Soweit die Berufung ins Treffen führt, das Erstgericht habe hinsichtlich der Scheckbetrügereien lediglich ein Teilgeständnis als mildernd gewertet, obwohl in dem darauf bezughabenden Urteil des Landesgerichtes Salzburg vom 8.Feber 1984 insoweit von einem umfassenden Geständnis die Rede sei, das zudem wesentlich zur Wahrheitsfindung beigetragen habe, genügt - abgesehen davon, daß das Schöffengericht durch die einschränkende Bezeichnung Teilgeständnis (ersichtlich) lediglich zum Ausdruck bringen wollte, daß sich dieses Geständnis eben nur auf die in dem früheren Verfahren abgeurteilten Scheckbetrügereien, nicht aber auch auf die hier aktuellen Straftaten (schwerer Einbruchsdiebstahl und Urkundenunterdrückung) bezieht - der Hinweis, daß die in dem nun angefochtenen Urteil erfolgte (abermalige) Aufzählung der in dem früheren Urteil herangezogenen Strafzumessungsgründe offensichtlich der verfehlten Ansicht des Schöffengerichts entsprang, es sei für alle Straftaten, die dem neuen und dem früheren Urteil zugrundeliegen, eine Art Gesamtstrafe zu bemessen.

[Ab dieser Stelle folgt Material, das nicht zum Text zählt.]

PR #487, opened 2015-08-27
(CODEMGMT-307) Update r10k for puppet_forge gem

andersonmills:
Before this commit, r10k was still in the form that used library code
from a shared library directory included in the r10k code base. With
this commit, r10k is updated to use the newer functions provided by the
puppet_forge gem including some new error handling, because errors were
changed and moved around.

(DO NOT MERGE) until
- ~~puppet_forge gem v2.1.0 is released~~ RELEASED


lib/r10k/module/base.rb
```diff
@@ -36,10 +36,11 @@ class R10K::Module::Base
   # @param dirname [String]
   # @param args [Array]
   def initialize(title, dirname, args)
-    @title   = title
+    normalized_title = PuppetForge::V3.normalize_name(title)
+    @title   = normalized_title
     @dirname = dirname
     @args    = args
-    @owner, @name = parse_title(title)
+    @owner, @name = parse_title(normalized_title)
```
scotje: Any reason this couldn't be:

``` ruby
@title = PuppetForge::V3.normalize_name(title)
...
@owner, @name = parse_title(@title)
```

scotje:
Overall looks good, there seems to be a little inconsistency about whether or not we `require 'puppet_forge'` stuff explicitly in each file that uses it...

andersonmills:
@scotje Cleaned up puppet_forge requires to the files they're actually being used in. Cleaned up module/base title in initialize as you suggested. Looking for a +1.

spec/unit/forge/module_release_spec.rb
```diff
@@ -5,6 +5,8 @@
 describe R10K::Forge::ModuleRelease do
   subject { described_class.new('branan-eight_hundred', '8.0.0') }
 
+  let(:forge_release_class) { PuppetForge::V3::Release }
```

Ausgehend von den sohin tatsächlich gegebenen Strafzumessungsgründen und unter Bedachtnahme auf die im § 32 StGB. normierten allgemeinen Grundsätze für die Strafbemessung erschien dem Obersten Gerichtshof angesichts des doch (verhältnismäßig) hohen Schuld- und Unrechtsgehalts die (bereits vom Erstgericht verhängte) Zusatzfreiheitsstrafe in der Dauer von achtzehn Monaten der tat- und persönlichkeitsbezogenen Schuld des Angeklagten angemessen.

Mit seiner Berufung war der Angeklagte auf diese Entscheidung zu verweisen.

Die Kostenentscheidung fußt auf der bezogenen Gesetzesstelle.